TASK: Return only how many lines in the data include the string "uses".

Data excerpts
##############################
Issue #2081, opened 2020-03-12
HTTP UserId Resolver support


brunocascio:
**Is your feature request related to a problem? Please describe.**
What are you trying to achieve?

Currenlty, pi supports `sql`, `ldap`, `passwd` and `scim` user's resolvers. A useful case for microservices is retrieving users from an external API. For example, `http://domain.com/users/<userId>`

**Describe the solution you'd like**

- What is the purpose of the resolver

Use third party HTTP API for retrieving user data without follows the SCIM specs.

- How it works

Since PI does not store users, it uses resolvers like LDAP, SCIM, SQL, etc. Today, there is no way to resolve user information through an API but SCIM. SCIM uses an authorization server to authenticate the request, HTTP resolver will not. HTTP resolver could authenticate users via `Authorization` headers instead.

- How it is configured

The user would create an HTTP resolver only adding an HTTP endpoint under `Add httpresolver` UI. The endpoint must contain the '%s' symbol inside, symbol where pi will replace with their userId.

**Describe alternatives you've considered**

Add inversion control in order to be the user able to create custom resolvers instead of modifying pi code directly.

**Additional context**
Add any other context or screenshots, that might help us to better understand your idea, your need and your circumstances.

![image](https://user-images.githubusercontent.com/2397875/76535745-1deb1000-645a-11ea-9c9b-d33548e97b15.png)

cornelinux:
Thanks a lot for your suggestion. 
But please note, that a reference to a pull request is NOT a CONSISE description. So I do not actually know, what you are suggesting!

SCIM actually IS an HTTP API to retrieve users. Please describe in more detail, what you want to do, otherwise we will need to close this issue.
Thanks a lot for your understanding.

brunocascio:
SCIM is for auth servers. My PR is for a simple HTTP API. For example, an external REST user API. `http://domain.com/users/<userId>`

cornelinux:
Sorry. Missing spec or description. We do not do any development without spec.

brunocascio:
The user sources is an http API. How do accomplish that today? I've made a pull request with that if you take a look..

cornelinux:
Didn't I make myself clear?

We do not accept Pull Requests without knowing what the pull request does.

So you need to tell
* What is the purpose of the resolver
* How it works
* How it is configured.

This is also necessary so that conceptual discussions can take place *before* code is generated.
Nice, right! This is why privacyIDEA is such a cool piece of software.
[...]

PR #2083, opened 2020-03-12
Added HTTP Resolver

brunocascio:
Fixes: #2081


privacyidea/static/components/config/views/config.resolvers.httpresolver.html
```diff
@@ -0,0 +1,99 @@
...
+        <div class="text-center" ng-show="showResult">
+            <label class="label" ng-class="{'label-success':result.result,
+                       'label-danger':!result.result}">
+                {{ result.description }}<span class="glyphicon glyphicon-remove" ng-click="showResult=false"></span>
+            </label>
+        </div>
+        <div class="container-fluid">
+            <div class="text-right">
+                <div class="form-group row form-inline">
+                    <input name="testEmail" id="testEmail" class="form-control" ng-model="params.testEmail"
```
plettich, line 82: i think we should not use *email* here, we query the *userid* (whether it is an email or something else).

privacyidea/lib/resolvers/HTTPResolver.py
```diff
@@ -0,0 +1,229 @@
...
+#
+# You should have received a copy of the GNU Affero General Public
+# License along with this program.  If not, see <http://www.gnu.org/licenses/>.
+#
+
+from .UserIdResolver import UserIdResolver
+import requests
+import logging
+import json
+from urllib.parse import urlencode
```
plettich, line 35: Could You use `from six.moves.urllib.parse import urlencode` here to get this to work with Python 2?

doc/configuration/useridresolvers.rst
```diff
@@ -354,6 +355,43 @@ The available attributes for the ``Attribute mapping`` are:
  * mobile,
  * email.
 
+HTTP resolver
+.............
+
+.. index:: HTTP resolver
+
+HTTP resolver is useful when you need to retrieve user information from an 
+external HTTP API.
```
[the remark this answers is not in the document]
brunocascio: Let me show you a simple diagram:

image

A user login into keycloak with their username and password (e.g. pepe)  as usual. Keycloak knows that the user needs 2fa authentication before proceeding. Now, keycloak calls to privacyidea (through trigger_challenge endpoint) with `user = "pepe"` and other params. Privacyidea does not have the user at the moment, so it uses the HTTP resolver to request the user information needed for sending for example an email with the OTP code.

Is it more clear? :)

doc/configuration/useridresolvers.rst
```diff
@@ -354,6 +355,43 @@ The available attributes for the ``Attribute mapping`` are:
...
+The available attributes for the ``Response mapping`` are:
+
+ * username *(mandatory)*,
+ * givenname,
+ * surname,
+ * phone,
+ * mobile,
+ * email.
+
+Often, APIs are not RESTful (i.e. always returns 200 OK even if it fails). For this you can use ``Special error handling`` input:
```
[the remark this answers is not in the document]
brunocascio: Exaclty! I'll do it! Thanks

privacyidea/lib/resolvers/HTTPResolver.py
```diff
@@ -0,0 +1,229 @@
...
+
+    @classmethod
+    def testconnection(cls, param):
+        """
+        This function lets you test if the parameters can be used to create a
+        working resolver.
+        The implementation should try to connect to the user store and verify
+        if users can be retrieved.
+        In case of success it should return a text like
+        "Resolver config seems OK. 123 Users found."
```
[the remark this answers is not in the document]
brunocascio: Ups! Yes, you're right. Thanks!

privacyidea/lib/resolvers/HTTPResolver.py
```diff
@@ -0,0 +1,229 @@
...
+        :param param: The parameters that should be saved as the resolver
+        :type param: dict
+        :return: returns True in case of success and a descriptive text
+        :rtype: tuple
+        """
+        desc = ""
+        success = False
+        try:
+            response = cls._getUser(param, param.get('testEmail'))
+            desc = response
```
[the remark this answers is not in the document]
brunocascio: Yes, Could be any string so `testEmail` isn't a good name. Got it!

privacyidea/lib/resolvers/HTTPResolver.py
```diff
@@ -0,0 +1,229 @@
...
+            success = True
+        except Exception as e:
+            success = False
+            desc = "failed: {0!s}".format(e)
+        return success, desc
+
+    #
+    #   Private methods
+    #
+    @classmethod
```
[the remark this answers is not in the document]
brunocascio: This is because I used it inside of another class method (testconnection) but I figure out that python can do it anyway. Thanks

privacyidea/lib/resolvers/HTTPResolver.py
```diff
@@ -0,0 +1,229 @@
...
+    def _getUser(cls, param, userid):
+        method = param.get('method').lower()
```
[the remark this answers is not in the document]
brunocascio: I didn't find a clean way to do this based on other resolvers. But I can add some validations, no problem.

privacyidea/lib/resolvers/HTTPResolver.py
##############################
YOUR RESPONSE: 2